# What needs to be done:
Transcribe the records below exactly as written, from the opening line through the line that contains "### LINKED ISSUE #122: invoke outputs garbage".
------------------------------------------------------------
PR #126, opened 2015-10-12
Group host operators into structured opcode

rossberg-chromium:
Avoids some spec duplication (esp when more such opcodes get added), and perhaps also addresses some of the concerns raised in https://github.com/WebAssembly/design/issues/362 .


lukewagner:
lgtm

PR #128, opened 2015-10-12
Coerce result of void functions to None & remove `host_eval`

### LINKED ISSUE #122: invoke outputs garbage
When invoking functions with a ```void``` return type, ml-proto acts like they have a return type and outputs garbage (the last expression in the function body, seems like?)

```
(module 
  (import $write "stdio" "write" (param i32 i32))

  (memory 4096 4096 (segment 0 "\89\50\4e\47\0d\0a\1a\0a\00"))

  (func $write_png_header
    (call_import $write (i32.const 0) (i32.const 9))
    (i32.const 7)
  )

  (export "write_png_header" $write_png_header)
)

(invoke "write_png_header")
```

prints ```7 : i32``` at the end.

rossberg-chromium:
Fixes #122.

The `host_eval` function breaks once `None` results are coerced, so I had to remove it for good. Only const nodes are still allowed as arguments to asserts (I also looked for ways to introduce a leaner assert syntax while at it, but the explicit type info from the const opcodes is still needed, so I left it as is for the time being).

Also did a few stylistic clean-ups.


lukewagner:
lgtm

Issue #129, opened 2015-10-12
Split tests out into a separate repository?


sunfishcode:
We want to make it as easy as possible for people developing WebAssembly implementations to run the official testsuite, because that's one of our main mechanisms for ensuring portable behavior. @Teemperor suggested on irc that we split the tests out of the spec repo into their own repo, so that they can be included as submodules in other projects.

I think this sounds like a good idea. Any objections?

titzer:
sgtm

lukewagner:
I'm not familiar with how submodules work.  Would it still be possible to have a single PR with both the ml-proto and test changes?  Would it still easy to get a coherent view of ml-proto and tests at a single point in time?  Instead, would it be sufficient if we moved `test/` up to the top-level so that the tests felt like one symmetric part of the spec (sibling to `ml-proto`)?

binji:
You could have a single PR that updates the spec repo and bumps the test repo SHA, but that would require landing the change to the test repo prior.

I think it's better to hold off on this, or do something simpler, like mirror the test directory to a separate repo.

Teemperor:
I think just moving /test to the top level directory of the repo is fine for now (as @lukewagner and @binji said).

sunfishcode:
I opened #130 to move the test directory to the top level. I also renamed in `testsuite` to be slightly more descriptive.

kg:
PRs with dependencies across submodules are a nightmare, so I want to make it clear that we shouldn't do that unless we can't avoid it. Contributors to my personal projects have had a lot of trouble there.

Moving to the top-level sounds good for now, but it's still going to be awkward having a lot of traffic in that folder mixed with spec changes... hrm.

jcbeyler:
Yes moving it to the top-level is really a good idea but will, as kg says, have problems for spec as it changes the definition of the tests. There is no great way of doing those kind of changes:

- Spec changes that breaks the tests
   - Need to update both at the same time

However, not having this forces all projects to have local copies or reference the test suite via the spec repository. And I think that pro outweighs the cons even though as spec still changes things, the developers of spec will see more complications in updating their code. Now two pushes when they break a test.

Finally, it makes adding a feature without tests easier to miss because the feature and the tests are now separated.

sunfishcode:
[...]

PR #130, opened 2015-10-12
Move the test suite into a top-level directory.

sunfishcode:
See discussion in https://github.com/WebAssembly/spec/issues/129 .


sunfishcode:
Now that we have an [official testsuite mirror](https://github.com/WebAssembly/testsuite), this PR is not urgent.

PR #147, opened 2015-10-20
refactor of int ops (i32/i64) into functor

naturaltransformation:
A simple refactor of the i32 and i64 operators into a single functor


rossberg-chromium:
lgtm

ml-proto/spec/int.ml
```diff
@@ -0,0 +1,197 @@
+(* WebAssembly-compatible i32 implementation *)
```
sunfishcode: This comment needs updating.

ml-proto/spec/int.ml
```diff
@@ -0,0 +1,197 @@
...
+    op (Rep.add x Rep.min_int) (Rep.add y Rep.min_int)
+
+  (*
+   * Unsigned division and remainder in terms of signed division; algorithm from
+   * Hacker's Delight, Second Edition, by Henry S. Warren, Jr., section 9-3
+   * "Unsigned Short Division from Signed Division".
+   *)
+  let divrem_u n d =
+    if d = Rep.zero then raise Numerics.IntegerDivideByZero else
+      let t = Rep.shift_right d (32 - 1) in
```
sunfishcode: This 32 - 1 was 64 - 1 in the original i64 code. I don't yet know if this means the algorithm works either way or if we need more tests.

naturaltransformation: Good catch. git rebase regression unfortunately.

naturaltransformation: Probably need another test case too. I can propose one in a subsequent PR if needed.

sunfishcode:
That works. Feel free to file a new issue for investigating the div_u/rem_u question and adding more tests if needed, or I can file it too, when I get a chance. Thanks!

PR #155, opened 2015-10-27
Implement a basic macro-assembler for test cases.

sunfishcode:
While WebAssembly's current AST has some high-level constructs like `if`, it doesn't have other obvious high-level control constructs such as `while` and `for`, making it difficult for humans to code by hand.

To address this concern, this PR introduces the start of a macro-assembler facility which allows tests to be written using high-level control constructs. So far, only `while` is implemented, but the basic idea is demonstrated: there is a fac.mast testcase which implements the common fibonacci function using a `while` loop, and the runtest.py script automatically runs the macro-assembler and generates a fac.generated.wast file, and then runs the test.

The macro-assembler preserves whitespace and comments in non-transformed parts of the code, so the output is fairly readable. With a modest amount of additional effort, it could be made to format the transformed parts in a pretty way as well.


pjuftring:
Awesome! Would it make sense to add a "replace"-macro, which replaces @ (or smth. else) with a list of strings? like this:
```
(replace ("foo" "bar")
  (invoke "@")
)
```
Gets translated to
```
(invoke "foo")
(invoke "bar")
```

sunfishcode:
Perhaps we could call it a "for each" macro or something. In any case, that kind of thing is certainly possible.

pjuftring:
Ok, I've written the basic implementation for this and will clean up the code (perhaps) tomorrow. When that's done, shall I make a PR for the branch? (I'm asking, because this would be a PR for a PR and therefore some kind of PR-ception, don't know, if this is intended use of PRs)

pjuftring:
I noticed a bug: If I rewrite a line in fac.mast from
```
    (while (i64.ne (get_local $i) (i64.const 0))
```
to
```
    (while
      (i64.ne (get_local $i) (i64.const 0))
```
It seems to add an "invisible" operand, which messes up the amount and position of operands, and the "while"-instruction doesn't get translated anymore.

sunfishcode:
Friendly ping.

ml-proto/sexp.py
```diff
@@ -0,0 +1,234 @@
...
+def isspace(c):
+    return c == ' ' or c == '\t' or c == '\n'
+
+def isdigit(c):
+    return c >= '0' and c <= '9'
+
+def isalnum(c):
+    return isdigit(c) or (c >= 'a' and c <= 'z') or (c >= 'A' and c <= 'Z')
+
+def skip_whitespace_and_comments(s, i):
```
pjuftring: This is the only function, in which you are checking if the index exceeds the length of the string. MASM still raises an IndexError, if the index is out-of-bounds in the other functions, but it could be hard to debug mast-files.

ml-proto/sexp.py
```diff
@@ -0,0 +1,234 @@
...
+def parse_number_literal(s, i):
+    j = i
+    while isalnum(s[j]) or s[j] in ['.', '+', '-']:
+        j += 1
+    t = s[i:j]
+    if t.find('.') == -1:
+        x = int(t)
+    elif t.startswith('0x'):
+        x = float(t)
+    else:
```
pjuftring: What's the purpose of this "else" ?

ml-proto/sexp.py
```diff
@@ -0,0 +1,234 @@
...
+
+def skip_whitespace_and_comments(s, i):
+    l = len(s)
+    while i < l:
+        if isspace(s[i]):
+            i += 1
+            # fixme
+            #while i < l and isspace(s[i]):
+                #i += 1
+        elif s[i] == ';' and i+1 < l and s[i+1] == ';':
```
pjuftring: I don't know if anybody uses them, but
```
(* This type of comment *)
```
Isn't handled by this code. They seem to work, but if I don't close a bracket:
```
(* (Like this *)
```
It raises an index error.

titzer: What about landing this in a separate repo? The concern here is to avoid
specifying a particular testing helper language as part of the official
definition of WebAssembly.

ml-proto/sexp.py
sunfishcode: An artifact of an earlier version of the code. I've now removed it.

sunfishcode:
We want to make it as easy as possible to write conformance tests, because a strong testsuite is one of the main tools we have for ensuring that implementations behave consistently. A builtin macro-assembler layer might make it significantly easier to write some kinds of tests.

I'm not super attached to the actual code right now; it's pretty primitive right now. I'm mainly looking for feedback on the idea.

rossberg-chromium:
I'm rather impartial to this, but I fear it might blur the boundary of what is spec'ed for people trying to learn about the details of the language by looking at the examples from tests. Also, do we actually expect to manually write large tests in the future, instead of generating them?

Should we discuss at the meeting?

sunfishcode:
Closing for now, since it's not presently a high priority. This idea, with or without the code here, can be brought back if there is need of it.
------------------------------------------------------------
# Answer box:
PR #126, opened 2015-10-12
Group host operators into structured opcode

rossberg-chromium:
Avoids some spec duplication (esp when more such opcodes get added), and perhaps also addresses some of the concerns raised in https://github.com/WebAssembly/design/issues/362 .


lukewagner:
lgtm

PR #128, opened 2015-10-12
Coerce result of void functions to None & remove `host_eval`

### LINKED ISSUE #122: invoke outputs garbage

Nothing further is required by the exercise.